Berbicara mengenai Islam Minangkabau, maka kita akan menemui berbagai dinamika sosial keagamaan hingga beragam pergolakan pemikiran. Titik sentral dari berbagai dinamika tersebut, tentunya tidak akan terlepas dari peran dan posisi seorang ulama yang menjadi “sosok kharismatik” dalam suatu kawasan daerah tertentu, niscaya ulama yang menjadi panutan dan menjadi tokoh yang selalu didengar serta dipatuhi memang menjadi realitas di masa-masa keemasan surau tersebut. Ulama mempunyai peran besar dalam mentranfer keilmuan Islam kepada generasi selanjut-nya, sebagai warasatul anbiya’ (=pewaris para Nabi), selain itu ulama juga menepati posisi signifikan dalam kehidupan sosial masyarakat, ulama menjadi tauladan, tutur katanya didengar, suruhnya dikerjakan, masyarakat sangat segan dan ta’zhim akannya, itulah nominasi figur ulama yang sebenar, alim­-nya masyhur, pengajarannya tersohor dan murid-muridnya banyak, maka ulama masa lalu, sebagai mata rantai keilmuan Islam, menjadi contoh dekat masa keemasan Ulama di Minangkabau.

Dengan demikian, mengkaji ulama, apakah dari segi biografinya, jaringan keilmuannya hingga peninggalan tulisan yang pernah ditinggalkannya, sangat penting, demi untuk meneladani hingga merekontruksi jalannya agama Islam di Minangkabau, negeri emas ini. Jika Hamka mengatakan “berjalan ke depan dengan satu ketika menghadap ke belakang” dalam bukunya “Adat Minangkabau menghadapi Revolusi”, maka dalam pekerjaan agama mesti kita menjemputnya ke belakang, tidak hanya berjalan ke depan dan cuma menatap masa lalu, kita malah mesti menjemputnya ke belakang, untuk dibawa berjalan ke depan. Sebab kita tidak akan bisa menyaingi tegaknya agama di masa lalu, di mana Adat benar-benar di-sandi-kan kepada Syara’ dan Syara’ benar-benar di-sandi­-kan kepada Kitabullah, di mana surau-surau menjamur seantero Minangkabau, ulama-ulamanya yang masyhur terbilang alim pulang pergi silih berganti mengaji ke Mekkah, orang-orang siak dekat dan jauh berdatangan manjalang guru, kecuali dengan menjemput kejayaan Islam itu kembali (=meneladani dan menjadikannya cermin).

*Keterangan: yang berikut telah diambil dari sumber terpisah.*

PR #5668, opened 2019-06-11
Flaky Tests

dplewis:
Properly cleanup cache and database between tests. This includes indexes.

I'll rerun travis a few times to ensure it works.

### DIFF
--- a/spec/schemas.spec.js
+++ b/spec/schemas.spec.js
@@ -4,6 +4,7 @@ const Parse = require('parse/node').Parse;
 const dd = require('deep-diff');
 const Config = require('../lib/Config');
 const request = require('../lib/request');
+const TestUtils = require('../lib/TestUtils');
 
 let config;
 
@@ -143,8 +144,9 @@ describe('schemas', () => {
     config = Config.get('test');
   });
 
-  afterEach(() => {
-    config.database.schemaCache.clear();
+  afterEach(async () => {
+    await config.database.schemaCache.clear();
+    await TestUtils.destroyAllDataPermanently(false);
   });
 
   it('requires the master key to get all schemas', done => {


dplewis:
@acinader i reran travis 5 times and haven't gotten it to fail. I think the reason is the _Schema / indexes weren't cleared between tests. I may have found another issue, I'll look into it in the future.

spec/schemas.spec.js
```diff
@@ -143,8 +144,9 @@ describe('schemas', () => {
     config = Config.get('test');
   });
 
-  afterEach(() => {
-    config.database.schemaCache.clear();
+  afterEach(async () => {
+    await config.database.schemaCache.clear();
+    await TestUtils.destroyAllDataPermanently(false);
```
acinader: `destroyAllDataPermanently` should already be being called by helper.js:

https://github.com/parse-community/parse-server/blob/d13bdbcea6d7103842fe79e82810bb20d11e3de3/spec/helper.js#L194-L238

currently, we call it in beforeEach and if we're on postgress we ALSO call it in afterEach.

In my open PR, I change it so that it is alway run in afterEach.

I'd think we'd want to change it so it is run in beforeAll and in afterEach,

in berforeAll to make sure that we're starting with a blank db in case the previous run left data due to a bad exit, or whatever.

And then in afterEach to make sure that each test cleans up data when it's done.

I don't see why we'd want more than that...

dplewis: `destroyAllDataPermanently(fast)` The fast parameter is probably used to make the tests run faster by deleting all objects instead of dropping the table (which drops indexes too).

I set it to false for the test spec.

acinader: ok. let's see how it does!

acinader:
nope https://travis-ci.org/parse-community/parse-server/jobs/544488984

acinader:
:(

dplewis:
Thats the schema controller, different files

PR #6416, opened 2020-02-17
use token and algo from jwt header

andrewking0207:
Fixes: #6408

The appleid auth token endpoint https://appleid.apple.com/auth/keys returns three different keys. The current apple auth adapter implementation always selects the first key to verify the token. This works often but if the client did not encode using the first key then the verification will fail. This fix checks the header of the token to get the key ID used for the encoding and then selects the correct public key with which to perform verification of the token.

Also selects the encryption algorithm from the header in case Apple changes what they use in the future.


andrewking0207:
I'm not sure what to do about those failing tests.  They don't seem related, I'm guessing they pass locally because I don't have an actual replicaset and redis cache?

src/Adapters/Auth/apple.js
```diff
@@ -21,7 +21,11 @@ const getApplePublicKey = async () => {
     throw e;
   }
 
-  const key = data.keys[0];
+  const key = data.keys.find(key => key.kid === keyId);
+
+  if (!key) {
+    throw Error('Public key with matching key ID to token not found');
+  }
```
dplewis: We currently have the keys cached (data). If there is no matching key we should attempt to fetch new keys.

src/Adapters/Auth/apple.js
```diff
@@ -32,15 +36,30 @@ const getApplePublicKey = async () => {
...
+const getKeyAndAlgoFromToken = token => {
+  const decodedToken = jwt.decode(token, { complete: true });
+  if (!decodedToken) {
+    throw Error('provided token does not decode as JWT');
+  }
+  const keyId = decodedToken.header.kid;
+  const algo = decodedToken.header.alg;
+
+  return { keyId, algo };
+};
```
dplewis:
```
const getHeaderFromToken = token => {
   const decodedToken = jwt.decode(token, { complete: true });
   if (!decodedToken) {
     throw Error('provided token does not decode as JWT');
   }
   return decodedToken.header;
 };
```

chriscborg:
Hi, for those like myself who don’t have the skillset to contribute to this issue (apologies) is there a workaround from iOS or having this fixed is the only way? Because Apple are starting to enforce the iOS13 SDK which would unfortunately mandate the sign in with Apple. Thanks

dplewis:
@chriscborg signin with Apple is already supported. https://docs.parseplatform.org/parse-server/guide/#apple-authdata

This PR is to improve the existing implementation. 

Can you post a link about a mandate / require this?

chriscborg:
@dplewis thanks for the reply. please find the link to the Apple review guidelines mandating the Sign In with Apple if the app uses other social logins https://developer.apple.com/app-store/review/guidelines/#sign-in-with-apple

I am having an issue when doing the sign in with Apple and I thought that it was related to this issue. When I attempt the login, some times, I'm getting the below error from the server. Sometimes it succeeds, sometimes it fails with the below.

```
error: Uncaught internal server error.invalid signature {"name":"JsonWebTokenError","stack":"JsonWebTokenError: invalid signature\n    at /app/node_modules/jsonwebtoken/verify.js:133:19\n    at getSecret (/app/node_modules/jsonwebtoken/verify.js:90:14)\n    at Object.module.exports [as verify] (/app/node_modules/jsonwebtoken/verify.js:94:10)\n    at verifyIdToken (/app/node_modules/parse-server/lib/Adapters/Auth/apple.js:48:25)\n    at processTicksAndRejections (internal/process/task_queues.js:97:5)\n    at async Promise.all (index 0)"}
```

```
JsonWebTokenError: invalid signature
at /app/node_modules/jsonwebtoken/verify.js:133:19
at getSecret (/app/node_modules/jsonwebtoken/verify.js:90:14)
at Object.module.exports [as verify] (/app/node_modules/jsonwebtoken/verify.js:94:10)
at verifyIdToken (/app/node_modules/parse-server/lib/Adapters/Auth/apple.js:48:25)
at processTicksAndRejections (internal/process/task_queues.js:97:5)
at async Promise.all (index 0)
```

Do you think this is related to this issue or is it something else?

dplewis:
> if the app uses other social logins 

Ok I though you meant it was required in every app

I’m not sure if this will fix your issue. Feel free to pull down this branch fork and try it in your app. I left a comment above about another implementation for Sign In with Apple that may solve all our issues

chriscborg:
@dplewis thanks for your suggestion. @andrewking0207 @dplewis I can confirm that after forking this branch, the issue mentioned above was resolved. I look forward to seeing this merged and released. I wish I could help so if there's a way let me know.

ashish-naik:
I consistently get nil sessionToken from my server deployed on Heroku because of this i get error 206.
 
Could that be due to this issue? it works consistently on my local server.

I have tried searching answer for nil token everywhere but no luck.

If this fix will solve the problem then would be great.

markuswinkler:
This fixes the problem for me as well. Please merge. :)

davimacedo:
@andrewking0207 have you had the chance to look at @dplewis comments?

andrewking0207:
Yes, sorry for the delay.  I'll get those changes implemented.

src/Adapters/Auth/apple.js
andrewking0207: will do

src/Adapters/Auth/apple.js
andrewking0207: ok, to reflect this I now check the cached key to see if it matches key ID first thing.  If it matches it returns, if not it invokes jwks-rsa.  I also have the cache enabled for jwks-rsa so it will have the last 5 keys cached for an hour and return without an http request if it has the matching key.  I am not longer returning the cached key from the catch block of the request for signing key because if we've gotten that far then the key id of the cached key didn't match the requested one

spec/AuthenticationAdapters.spec.js
```diff
@@ -1136,8 +1136,10 @@ describe('oauth2 auth adapter', () => {
 describe('apple signin auth adapter', () => {
   const apple = require('../lib/Adapters/Auth/apple');
   const jwt = require('jsonwebtoken');
+  const util = require('util');
 
   it('should throw error with missing id_token', async () => {
+    console.log(process.env.TESTING);
```
dplewis: remove the console.log

src/Adapters/Auth/apple.js
```diff
@@ -2,34 +2,48 @@
...
-  let data;
-  try {
-    data = await httpsRequest.get('https://appleid.apple.com/auth/keys');
-  } catch (e) {
-    if (currentKey) {
-      return currentKey;
-    }
-    throw e;
+const getAppleKeyByKeyId = async keyId => {
+  if (currentKey && currentKey.kid === keyId) {
```
dplewis: I believe this is handled for you in the jwksClient - cache:true and can be removed

src/Adapters/Auth/apple.js
```diff
@@ -2,34 +2,48 @@
...
+    return currentKey;
   }
+  const ONE_HOUR_IN_MS = 3600000;
+
+  const client = jwksClient({
+    jwksUri: `${TOKEN_ISSUER}/auth/keys`,
+    cache: true,
+    cacheMaxEntries: 5,
+    cacheMaxAge: ONE_HOUR_IN_MS,
```
dplewis: looking at the `jwks-rsa` library the default for `cacheMaxEntries` is 5 and `cacheMaxAge` is 10m.

We could move these as options in authData so the user can specify them.

src/Adapters/Auth/apple.js
```diff
@@ -39,8 +53,13 @@ const verifyIdToken = async ({ token, id }, clientID) => {
       'id token is invalid for this user.'
     );
   }
-  const applePublicKey = await getApplePublicKey();
-  const jwtClaims = jwt.verify(token, applePublicKey, { algorithms: 'RS256' });
+
+  const header = getHeaderFromToken(token);
```
dplewis: Deconstruct here ` const { kid, alg } = getHeaderFromToken(token);`

andy-hidrate:
I think this should be good to go, I'm not sure how to resolve the package-lock conflict though

andrewking0207:
I think we should be all set here.  I'm not sure why it's showing a code coverage change for RestWrite or MongoStorageAdapter, I didn't touch those.  Let me know if you want me to add tests for those as part of this PR.

src/Adapters/Auth/apple.js
```diff
@@ -64,8 +86,16 @@ const verifyIdToken = async ({ token, id }, clientID) => {
...
+function validateAuthData(
+  authData,
+  options = { cacheMaxEntries: 5, cacheMaxAge: ONE_HOUR_IN_MS }
+) {
+  return verifyIdToken(
+    authData,
+    options.client_id,
+    options.cacheMaxEntries,
+    options.cacheMaxAge
+  );
```
dplewis: A quick nit. Functions should have 2 parameters max. Just pass in options.

Also if I pass in { clientID: “something” } you default values would never be set. Use the or operator.

options.cacheMaxEntries || 5 ( if the first expression is false or undefined use the second) just a quick trick for setting defaults.

andrewking0207: Good feedback thanks.  I got that changed.

benpackard:
Excited for this one, going to roll it out to all of my clients that use Sign In with Apple ASAP. Thanks for everyone's work on this!

chriscborg:
Thank you @andrewking0207 and @dplewis for your work on this. This is going to be extremely helpful to a majority of our apps!

oallouch:
Here too. Thx a lot.

mmimeault:
Thank you for the fix! Works way better now.

benpackard:
Any thoughts on when we might see a new release with this change? I have a couple of projects I’m eager to update but I know it’s a busy time for all.

Issue #6422, opened 2020-02-19
enableExpressErrorHandler option does not work


hybeats:
### Issue Description

enableExpressErrorHandler option does not work. After setting it to 'true', cloud code errors still return { code: '141', error: 'message' }

### Steps to reproduce
1. Set enableExpressErrorHandler option to 'true'
`const api = new ParseServer({
  databaseURI: databaseUri || 'postgres://postgres:postgres@localhost:5432/postgres',
  cloud: __dirname + '/cloud/main.js',
  appId: process.env.APP_ID,
  masterKey: process.env.MASTER_KEY,
  restAPIKey: process.env.REST_API_KEY,
  serverURL: process.env.SERVER_URL,
  liveQuery: {
    classNames: ["Posts", "Comments"]
  },
  enableExpressErrorHandler: true,
});`
 2. Write your own error handler middleware
`const errorHandler = (err, req, res, next) => {
  res.json({ test: '123', err, });
}

module.exports = errorHandler;
`

3. Use it as last middleware
`const app = express();

// Serve static assets from the /public folder
app.use('/public', express.static(path.join(__dirname, '/public')));

// Dashboard
app.use('/dashboard', dashboard);

// Serve the Parse API on the /parse URL prefix
const mountPath = '/parse';
app.use(mountPath, api);

// error handler middleware
app.use(errorHandler);`

4. Call non existing could function
![image](https://user-images.githubusercontent.com/18674709/74861801-6421e780-5364-11ea-8d9b-bc1491c7f0d2.png)

### Expected Results

We get response
`{
    "test": "123",
    "err": {
         "code": 141,
         "error": "Invalid function: \"qwerty\""
     }
}`

### Actual Outcome
Actual response
`{
    "code": 141,
    "error": "Invalid function: \"qwerty\""
}`

### Environment Setup

- **Server**
  - parse-server version (Be specific! Don't say 'latest'.) : 3.10.0
  - Operating System:     Windows 10
  - Localhost or remote server? (AWS, Heroku, Azure, Digital Ocean, etc): localhost, express

### Logs/Trace

error: Error handling request: { Error: Invalid function: "qwerty"
    at handleCloudFunction (C:\projects\crecom_backend\node_modules\parse-server\lib\Routers\FunctionsRouter.js:134:13)
    at C:\projects\crecom_backend\node_modules\parse-server\lib\PromiseRouter.js:175:7
[...]

PR #4697, opened 2018-04-03
Enable express error handler

saulogt:
This PR is to enable the default express error handler on all cases if config param `enableExpressErrorHandler` is truthy

I'm solving the issue https://github.com/parse-community/parse-server/issues/4696 without changing the current default behavior.

PR #6423, opened 2020-02-19
fixing enableExpressErrorHandler logic

hybeats:
fixing this issue
https://github.com/parse-community/parse-server/issues/6422

### DIFF
--- a/spec/EnableExpressErrorHandler.spec.js
+++ b/spec/EnableExpressErrorHandler.spec.js
@@ -9,8 +9,6 @@ describe('Enable express error handler', () => {
     const masterKey = 'anOtherTestMasterKey';
     let server;
 
-    let lastError;
-
     const parseServer = ParseServer.ParseServer(
       Object.assign({}, defaultConfiguration, {
         appId: appId,
@@ -25,8 +23,8 @@ describe('Enable express error handler', () => {
           server = app.listen(12667);
 
           app.use(function(err, req, res, next) {
-            next;
-            lastError = err;
+            expect(err.message).toBe('Object not found.');
+            next(err);
           });
 
           request({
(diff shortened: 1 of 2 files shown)


dplewis:
Thanks for contributing. Can you add a test case?

dplewis:
@hybeats Looking over it again this looks good. There are existing tests for this

https://github.com/parse-community/parse-server/pull/4697/files#diff-5fed17ed228f1b7c0c8dd44628cd8191

You add test cases here

dplewis:
@hybeats I fixed the test, @davimacedo Let me know if more tests are needed.

johanarnor:
Hi @davimacedo @dplewis! I stumbled upon this PR since we're currently adopting Sentry error reporting for our backend. To use their [errorHandler](https://docs.sentry.io/platforms/node/guides/express/) middleware we're required to set `enableExpressErrorHandler` to true. However, after this PR was merged this also mean that the default Parse error handler is basically disabled.

I checked the history and found the PR that introduced this feature from the beginning (https://github.com/parse-community/parse-server/pull/4697). The original intention seems to have been quite different. Instead of replacing the default Parse error handler it just used `next` to let the error flow through subsequent middlewares, which would be optimal our use-case with Sentry.

So by merging this fix it also seems to have broken the intended behaviour. A better way might have been to introduce a `overrideParseErrorHandler` config or similar, instead of changing the existing behaviour. I'm not here to complain (I really appreciate the work you do!), first I'm just curious to see if agree with my analysis or if I've missed some vital part.

A workaround is of course to copy the logic from the Parse error handler and use that as a middleware in our own application, but that's not optimal.

davimacedo:
Hi @johanarnor . Thanks for bringing this back up. The idea of having a config option to switch/customize the behavior sounds reasonable to me. Would you mind to create a new issue for discussion?

johanarnor:
> Hi @johanarnor . Thanks for bringing this back up. The idea of having a config option to switch/customize the behavior sounds reasonable to me. Would you mind to create a new issue for discussion?

Yep, it's done. See 👆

Masih menjadi buah bibir orang tua-tua bahwa dulu di mana ada ulama besar, orang-orang siak ramai berdatangan menuntut ilmu agama, tak hanya dari dekat, bahkan dari negeri yang jauh-jauh, dari daratan Malaya. Maka didirikan di sekitar surau guru itu puluhan surau-surau kecil sebagai pondok orang-orang siak. Di malam hari suasana semakin mempesona, puluhan hingga ratusan damar terpasang di tiang surau-surau tersebut, sebagai bintang-bintang yang kilau gemilau dilangit nan hitam, suara dari surau-surau itu terdengar bergemuruh; bunyi orang-orang men-daras kaji. Seperti itulah di masa lalu. Meski zaman mesti berubah, namun tidak seharusnya semua ditinggalkan buat kenangan atau diubah, yang “ilmu” mesti diteruskan kepada generasi selanjutnya, karena ulama yang sebenar-benarnya itu ialah ibarat lautan ilmu, tiadakan habis ilmu itu untuk dituntut. Maka terkenallah ulama-ulama Besar di Minangkabau, seumpama Syekh Burhanuddin Ulakan (wafat sekitar ), Maulana Syekh Abdurrahman al-Khalidi Batu Hampar (wafat 1899), Syekh Ahmad Khatib al-Minangkabawi (Mufti Syafi’iyah di Mekkah, wafat 1915) dan banyak lagi lainnya. Kalau di masa modern ini masyhur al-‘Allamah Syekh Muhammad Yasin al-Fadani al-Makki (wafat 1990), ulama besar di Mekkah, icon intelektual dunia, ahli hadist yang diakui, musnid dunya, pemegang tradisi sunni dan Syekh Tarikat Sufiyah keturunan Padang, terbilang pula sebagai pendiri perguruan Islam terkemuka “Darul Ulum” di Mekkah.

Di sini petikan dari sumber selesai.